Rittenhouse was running away. All his pursuers had to do was let him go.
No, before that, when he was walking around, gun pointed slightly down. That was the focus of the prosecution that he was causing people to feel threatened, which was the contention on why Rosenbaum may have felt threatened and charged Rittenhouse and thus had a self defence claim.
If that is all it takes then Rittenhouse was clearly threatening all the people he walked past. My contention is that is probably not true for either Rittenhouse or Foster.
The problem is the link you're smuggling in between "feeling threatened" and "charging." Not "shoving someone away from you" or "running away" or "hiding" but "charging". Actively running towards the person who you think is threatening you.
As far as I understand it from our very long threads back in the day the law in Wisconsin doesn't specify you have to defend yourself in the smartest way. If someone points a gun at you, running may well be the smart play, but if you choose to fight, you still can claim self defense. That is why the prosecution were trying to establish Rosenbaum had the gun pointed at him prior to him charging.
IF Rittenhouse had openly threatened Rosenbaum, charging him would have been legally permissible, though stupid.
This is a common and extremely perverse pattern in prosecutions of self-defense cases, as well as in the general discourse.
At this point in the altercation, Rosenbaum had chased a fleeing Rittenhouse a considerable distance, and then cornered him. With no further retreat available, Rittenhouse turned and pointed his gun, hoping that Rosenbaum would stop. When Rosenbaum instead charged him, he fired.
As I understand it, the prosecution's claim is that if he were legitimately in fear of his life, he would have fired immediately, rather than trying to warn Rosenbaum off. That makes his threat illegitimate and thus gives Rosenbaum a right to self-defense against him, which he exercised by lunging at Rittenhouse.

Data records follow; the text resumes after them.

PR #2915, opened 2023-01-04
[AIONAPFMWK-170] Types Fix

espipj:
Re-uses commits from https://github.com/adamb-92/paste/pull/1
**Contributing to Twilio**

> All third-party contributors acknowledge that any contributions they provide will be made under the same open-source license that the open-source project is provided under.

- [ ] I acknowledge that all my contributions will be made under the project's license.

PR #2918, opened 2023-01-05
fix: react 18 update tests to pass with latest react version

adamb-92:
**Contributing to Twilio**

### DIFF
--- a/packages/paste-core/components/data-grid/__tests__/index.spec.tsx
+++ b/packages/paste-core/components/data-grid/__tests__/index.spec.tsx
@@ -56,18 +56,14 @@ describe('Data Grid', () => {
   describe('Composable Cells functionality', () => {
     it('has proper keyboard navigation behavior', async () => {
       const {getByTestId} = render(<ComposableCellsDataGrid />);
-      const wrapper = getByTestId('data-grid');
       const headerCell = getByTestId('header-1');
       const firstRowFirstInputCell = getByTestId('input-0-0');
-      const firstRowSecondInputCell = getByTestId('input-0-1');
-      const secondRowFirstInputCell = getByTestId('input-1-0');
       const firstInputCell = firstRowFirstInputCell?.parentElement?.parentElement;
 
       if (firstInputCell == null) {
         throw new Error('cannot find firstInputCell');
       }
 
-      // TEST: moves with arrow keys in navigational mode
       act(() => {
         headerCell.focus();
       });
@@ -87,8 +83,19 @@ describe('Data Grid', () => {
       expect(firstInputCell.getAttribute('tabindex')).toBe('-1');
       expect(headerCell.getAttribute('tabindex')).toBe('0');
       expect(headerCell).toHaveFocus();
+    });
 
-      // TEST: toggles actionable mode with [enter] and [escape] keys
+    it('toggles actionable mode with [enter] and [escape] keys', async () => {
+      const {getByTestId} = render(<ComposableCellsDataGrid />);
+      const wrapper = getByTestId('data-grid');
+      const headerCell = getByTestId('header-1');
+      const firstRowFirstInputCell = getByTestId('input-0-0');
+      const firstInputCell = firstRowFirstInputCell?.parentElement?.parentElement;
+
+      if (firstInputCell == null) {
+        throw new Error('cannot find firstInputCell');
+      }
+
       act(() => {
         headerCell.focus();
       });
@@ -103,8 +110,20 @@ describe('Data Grid', () => {
 
       await userEvent.click(headerCell);
       expect(wrapper.getAttribute('data-actionable')).toBe('true');
+    });
 
-      // TEST: should correctly tab through focusable elements in actionable mode
+    it('should correctly tab through focusable elements in actionable mode', async () => {
+      const {getByTestId} = render(<ComposableCellsDataGrid />);
+      const headerCell = getByTestId('header-1');
+      const firstRowFirstInputCell = getByTestId('input-0-0');
+      const firstRowSecondInputCell = getByTestId('input-0-1');
+      const secondRowFirstInputCell = getByTestId('input-1-0');
+      const firstInputCell = firstRowFirstInputCell?.parentElement?.parentElement;
+
+      if (firstInputCell == null) {
+        throw new Error('cannot find firstInputCell');
+      }
+
       act(() => {
         headerCell.focus();
       });
@@ -135,7 +154,7 @@ describe('Data Grid', () => {
       await userEvent.keyboard('{enter}');
       await userEvent.tab();
       expect(firstRowSecondInputCell).toHaveFocus();
-    }, 25000);
+    });
 
     it('has one tab stop in navigational mode and remembers the last focus', async () => {
       const {getByTestId} = render(


Niznikr:
I wonder if instead of wrapping individual instances of userEvent with act we instead [create a utility as seen here](https://github.com/testing-library/user-event/issues/938#issuecomment-1111976312) to use across all tests?

package.json
```diff
@@ -138,7 +138,7 @@
     "@testing-library/jest-dom": "^5.16.5",
     "@testing-library/react": "^13.4.0",
     "@testing-library/react-hooks": "^8.0.1",
-    "@testing-library/user-event": "^14.4.3",
+    "@testing-library/user-event": "^13.5.0",
```
TheSisb, line 141: question: why do we need to downgrade here?

packages/paste-customization/__tests__/CustomizationProvider.test.tsx
```diff
@@ -51,7 +51,7 @@ const BaseThemeConsumerExample: React.FC<React.PropsWithChildren<BaseThemeConsum
 
 describe('CustomizationProvider', () => {
   it('should render without crashing', (): void => {
-    const root = ReactDOM.createRoot(document.querySelector('div') as HTMLElement);
+    const root = ReactDOM.createRoot(document.createElement('div') as HTMLElement);
```
TheSisb, line 54: question: why this change? querySelector should be finding a div on the page but createElement creates an entirely new div, so the behavior is different

.github/workflows/on_pull_request.yml
```diff
@@ -168,27 +168,27 @@ jobs:
...
-
-      - name: Node modules cache
-        uses: actions/cache@v3
-        id: node_modules_cache_id
-        with:
-          path: |
-            node_modules
-            */*/node_modules
-          key: ${{ runner.os }}-${{ hashFiles('**/yarn.lock') }}
+      # - name: Get yarn cache directory path
```
TheSisb, line 171: question: is it  a todo to re-enable this caching?

jest.config.js
```diff
@@ -30,7 +30,11 @@ module.exports = {
       statements: 100,
     },
   },
-  moduleNameMapper: {'\\.css$': 'identity-obj-proxy'},
+  moduleNameMapper: {
+    '\\.css$': 'identity-obj-proxy',
+    '^@testing-library/user-event$': '<rootDir>/tools/test/act-user-event.ts',
```
TheSisb, line 35: question: why these changes? What are we trying to solve

packages/paste-core/components/chat-log/__tests__/chatLog.spec.tsx
```diff
@@ -44,8 +44,7 @@ describe('Customization', () => {
   });
 
   it('should add custom styles with a custom element data attribute', () => {
-    render(<ChatLog element="FOO_LOG" />, {wrapper: CustomizationFooWrapper});
-
+    render(<ChatLog element="foo_log" />, {wrapper: CustomizationFooWrapper});
```
TheSisb, line 47: quibble: we can probably undo this change since it doesn't really do anything for this pr

jest.config.js
TheSisb: Looks like this is a monkey patch. Let's add a comment with context for future maintainers please.

Include this link: https://github.com/adobe/react-spectrum/blob/main/packages/dev/test-utils/src/renderOverride.js#L21-L29

adamb-92: Yes! Not a problem, I'll add comments with the link included

.github/workflows/on_pull_request.yml
adamb-92: This was removed to debug some issues I noticed in the pipeline, I'll re-introduce these

packages/paste-core/components/chat-log/__tests__/chatLog.spec.tsx
adamb-92: This test fails because of an update that was done on a previous PR: https://github.com/twilio-labs/paste/pull/2915/files#diff-e0608fc8b28f10e9fdaf99f3a54d8aba1d44ae3bacc4862271255d2fd8e96eebL18

It addressed a linting error that came up (and caused the linting pipeline to fail) - we now need this change in this element value so the test passes

packages/paste-customization/__tests__/CustomizationProvider.test.tsx
adamb-92: We currently have createElement on main - https://github.com/twilio-labs/paste/blob/main/packages/paste-customization/__tests__/CustomizationProvider.test.tsx#L54

I'll double check if a div is on the page but they were failing when we ran the tests with the querySelector

packages/paste-website/tsconfig.json
```diff
@@ -16,7 +16,8 @@
     "skipLibCheck": true /* Skip type checking all .d.ts files. */,
     "outDir": "dist/",
     "emitDeclarationOnly": false,
-    "typeRoots": ["../../@types", "../../node_modules/@types", "./types"]
+    "typeRoots": ["../../@types", "../../node_modules/@types", "./types"],
+    "noUnusedLocals": false
```
adamb-92, line 20: This is required for paste-website as the tsconfig has "jsx":  "react-jsx". This is needed because we're using "jsxImportSource": "@emotion/react". This allows us to re-introduce the 'import * as React from 'react';' at the top of the test files without the type-check step failing in the pipeline

packages/paste-core/components/data-grid/__tests__/index.spec.tsx
```diff
@@ -68,64 +68,74 @@ describe('Data Grid', () => {
...
+      await userEvent.keyboard('{enter}');
+      await userEvent.keyboard('{arrowdown}');
       expect(firstInputCell).toHaveFocus();
-      userEvent.keyboard('{enter}');
-      userEvent.tab();
+      await userEvent.keyboard('{enter}');
+      await userEvent.tab();
       expect(firstRowSecondInputCell).toHaveFocus();
-    });
+    }, 25000);
```
adamb-92, line 138: I know this isn't ideal but this test kept timing out at around 20 seconds. I bumped it up to 25 and it's now passing.

Open to suggestions if someone can spot an alternative

packages/paste-customization/__tests__/CustomizationProvider.test.tsx
TheSisb: Oh if this is just reverting to something we're doing in Paste that works. I guess this was introduced by accident somewhere earlier in this upgrade?

packages/paste-core/components/chat-log/__tests__/chatLog.spec.tsx
TheSisb: I see so this is correct on main, but was broken along the way in the upgrade. Same as the other comment I had, np

packages/paste-core/components/data-grid/__tests__/index.spec.tsx
andreasonny83: it looks like this test case is quite big and we're testing several conditions. would it be possible to split this test case in smaller ones?

packages/paste-customization/__tests__/CustomizationProvider.test.tsx
adamb-92: Yes exactly, looks like this was an accident 🙂

packages/paste-website/tsconfig.json
TheSisb: thought: let's not add `"noUnusedLocals": false`. While it may solve the React import problem that was randomly introduced, it opens up a lot of room for leaving unused locals in all the other code.

packages/paste-core/components/data-grid/__tests__/index.spec.tsx
TheSisb: Same recommendation here, we should split this up imo

packages/paste-website/tsconfig.json
adamb-92: Okay understood, I'll trace back where the react import originally came from and I'll remove it.

packages/paste-core/components/data-grid/__tests__/index.spec.tsx
adamb-92: Agreed, I'll split this out into smaller test

adamb-92:
Closing this PR, I've had to make a change to how we're calling user-event which updates most of these files. I've opened a new PR that addresses this change as well as fixing the tests for 17 and 16: https://github.com/twilio-labs/paste/pull/2929

It's also a smaller PR so I feel this PR is no longer needed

This is not how it is supposed to work. Rosenbaum chasing Rittenhouse is an illegitimate threat, and cornering him is an illegitimate threat. Rosenbaum is very clearly the aggressor, and Rittenhouse is very clearly in a position of legitimate self-defense. Pointing his gun at Rosenbaum is a threat, but it is a legitimate threat, because all three elements necessary to establish the legitimate use of self-defense very clearly exist: Ability, Opportunity, and Jeopardy. Giving an aggressor a last chance to back down or surrender before employing lethal force is not supposed to invalidate a self-defense claim, and the prosecution's attempt to do so is appalling.
Compare the Arbury case.
Arbury was clearly a case of self-defense because he was clearly not the aggressor: his attackers had no reason to consider him threatening when they initiated their attack, and he retreated from them until cornered. Rosenbaum was the aggressor for the exact same reason that Arbury's attackers were, because he illegitimately pursued and forced an altercation with no plausible justification. In the case of both Arbury and Rittenhouse, assuming that they did nothing to provoke their attackers, retreat should not have been necessary, and they would have been entirely within their rights to shoot their attackers on the spot. Still, to the extent that circumstances may have been ambiguous, the fact that they retreated until their attackers cornered them and forced an altercation should make their claim to self-defense immutable.

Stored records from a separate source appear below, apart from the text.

PR #2923, opened 2023-01-05
feat: add Description List package

nkrantz:
Adds a new component package (Description List) for displaying small bits of data in term-detail format.

Also fixes a small eslint error in the stories and test plop template files for the `yarn create:package` script.


packages/paste-core/components/description-list/src/DescriptionListTerm.tsx
```diff
@@ -0,0 +1,28 @@
...
+
+export interface DescriptionListTermProps extends Omit<React.ComponentPropsWithRef<'div'>, 'children'> {
+  children?: React.ReactNode;
+  element?: BoxProps['element'];
+}
+
+const DescriptionListTerm = React.forwardRef<HTMLElement, DescriptionListTermProps>(
+  ({element = 'DESCRIPTION_LIST_TERM', ...props}, ref) => {
+    return (
+      <Box as="dt" ref={ref} element={element} fontWeight="fontWeightSemibold">
```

Unfortunately, that's not the way it actually works out. Motivated prosecutors and commentators routinely play the salami-slicing game with self-defense cases. It should be obvious that if you are justified in shooting an attacker outright, you should also be justified in pointing a gun at them in warning of the impending shot, provided the situation is favorable enough to leave you the option of a pause. And yet it's common to see this game played, where anything other than an immediate shot fired is used as evidence that the shooter wasn't really in danger, because they had enough time to try for a warning. Alternatively, if the shooter fires immediately, prosecutors can ask why they didn't give a warning first. What it comes down to is that some people don't believe legitimate self defense actually exists, and will twist the facts however hard they must to achieve their desired result.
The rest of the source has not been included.